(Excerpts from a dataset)

........

PR #2753, opened 2019-04-04
accounting should never use standby DBs

nickpell:
https://dimagi-dev.atlassian.net/browse/HI-125

Accounting should never use the standby servers, since accounting often assumes a ```.save()``` operation to have effect immediately after it is called.

We now cache the current subscription, which used to be the largest source of accounting load by a lot.


nickpell:
> Could just delete accounting block entirely.

Thanks for pointing that out.  It's updated.  @emord

nickpell:
What do I need to run to apply this change?

emord:
deploy localsettings and restart services (sync with cal before doing this as he's currently fighting dashboard celery

PR #2757, opened 2019-04-05
add rabbitmq config with warning level logging

snopoke:
##### SUMMARY
I think upgrading to Celery4 has increased the number of connections and disconnections occurring on RabbitMQ which has greatly increased the logging and is filling up the disks.

##### ENVIRONMENTS AFFECTED
all (optional)


snopoke:
It may be worth checking if Celery4 has some connection pooling that can be used as well.

PR #2760, opened 2019-04-05
Add example script for resizing disk on aws

dannyroberts:
I had put this together for a recent bit of maintenance and figured it was worth saving somewhere.


dannyroberts:
Killed the build since this isn't really a code change

PR #2778, opened 2019-04-15
add packages for weasyprint

calellowitz:
@Rohit25negi @biyeun @emord 
This adds two libraries needed for weasyprint, which is added in https://github.com/dimagi/commcare-hq/pull/23707/files


calellowitz:
That is a good point. Will post a message there, although I believe the only things that break if you don't install those are the ISSNIP monthly registers, which should not be super relevant (before installing was able to run hq locally and navigate fine)

PR #2780, opened 2019-04-16
icds rate limit

snopoke:
Update ICDS rate limiting.


snopoke:
That's correct. I don't know what % are on the new version but with the previous limits we weren't rate limiting at all.

PR #2781, opened 2019-04-16
Add celery6-production

dannyroberts:
##### SUMMARY
Add redundant processors for the 4 queues that have exceeded their
blockage threshold in the last week:
- celery
- case_import_queue
- case_rule_queue
- async_restore_queue

In addition make sure each of those has their own processor on both
machines, and change concurrency/num_workers to be split evenly across
the two machines and a little higher than previously (but not twice).

For async_restore_queue, which is already on 3 machines, leave in place but convert to have each node use a single worker with higher concurrency and distribute evenly across the 3 nodes.

##### ENVIRONMENTS AFFECTED
production

##### ISSUE TYPE
- Change Pull Request

##### COMPONENT NAME
Celery


environments/production/known_hosts
```diff
@@ -28,12 +28,12 @@
 10.202.10.238,10.202.10.238 ecdsa-sha2-nistp256 AAAAE2VjZHNhLXNoYTItbmlzdHAyNTYAAAAIbmlzdHAyNTYAAABBBFPb3UG0OYM+f1wa1uIa0EyXcrJAUeBRWNupik11oyiZqDoMnlNodI4eoXyRDywNKCnpDB0Cq6k48DJWvr+VZyg=
 10.202.10.238,10.202.10.238 ssh-ed25519 AAAAC3NzaC1lZDI1NTE5AAAAIL5Ufct69wD1ZIzlt8yEC45kuv6/eqBIbDaQu3Wlr/LR
 10.202.10.238,10.202.10.238 ssh-rsa AAAAB3NzaC1yc2EAAAADAQABAAABAQDAP4W5JFl2/KyWsWahW7+NfL9Z7rZUUfSjxMkeIqwGRTzBR3OXOp055GmU7IL9QrxR1JnhQ6sBD6keZ6UMohU0bnmNjHGsSDp5M3PuvPzP9RxMPQ9SHdMZGIsy4kGhV1V8kNE+gM34NmBvlP9e+fQ1XAICt2BCeAmv33fkHY+9C5SdeYqrLDVtWGBo8Z6oHQsQTTcQHMSNH8KEwPV/zrNo74095AOtrD7Xx65iromxLbC4G0JUgFvNMOvexn+6Q6CfgKQ3siVIUJ/9NhY6dCmlEDZB61cREn/YU7GknceRc4UQJK0KBQn6joZU9tatUhTExQJdwSXpDyH698Wd+1LV
-10.202.10.4, ecdsa-sha2-nistp256 AAAAE2VjZHNhLXNoYTItbmlzdHAyNTYAAAAIbmlzdHAyNTYAAABBBHZvgnRBtcOkDc3GwJOMPsnfhclZZ5L7QApctnjvYn61Xn/hm8Bps0iF7Fcp06HNDD0St6Ka96BT40sXvRcUdb0=
```
nickpell: Any particular reason for this re-ordering?

environments/production/app-processes.yml
```diff
@@ -97,6 +99,16 @@ celery_processes:
...
       num_workers: 2
+  celery6:
+    celery:
+      concurrency: 4
+    case_import_queue:
+      concurrency: 4
+    case_rule_queue:
+      concurrency: 4
+    async_restore_queue:
+      num_workers: 3
```
nickpell: Is there any particular reason to not make this ```concurrency: 6``` with default ```num_workers: 1```?  It seemed from the #celery conversation that this configuration would result in fewer ```MainProcess``` instances and therefore less memory overhead.  Or do we think having more ```MainProcess``` instances gives us some extra form of redundancy?

environments/production/known_hosts
dannyroberts: That's just what happened when I ran `cchq production update-local-known-hosts --limit celery6`. At the end of that run, the file is sorted so that there's a standard format (to minimize diffs, ironically in this particular case).

I'm not totally sure how these might have gotten out of order, possibly someone adding 10.202.10.4 in a more manual way

environments/production/app-processes.yml
dannyroberts: You're right, there's no particular reason I chose to do it this way—I was just copying from the existing definition. I'll go with your suggestion

PR #2784, opened 2019-04-17
Fix private interface for enhanced network enabled AWS instances

dannyroberts:
##### SUMMARY

The bionic image on AWS has AWS Enhanced Networking enabled, which means among other things it calls the private interface `ens5` instead of `eth0`

##### ENVIRONMENTS AFFECTED
AWS envs using bionic (staging, production)

##### ISSUE TYPE
- Bugfix Pull Request

##### COMPONENT NAME
Bionic

### DIFF
--- a/environments/production/inventory.ini
+++ b/environments/production/inventory.ini
@@ -122,7 +122,7 @@ kafka0
 10.202.12.120 hostname=celery5-production ec2=yes
 
 [celery6]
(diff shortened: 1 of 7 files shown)


dannyroberts:
I tried to standardize these settings across envs as well. I think it will be useful to refactor so that this is more automatic and DRY, but I'll leave that for another PR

........

Pull out all lines of the data with the string "rate".

icds rate limit
Update ICDS rate limiting.
That's correct. I don't know what % are on the new version but with the previous limits we weren't rate limiting at all.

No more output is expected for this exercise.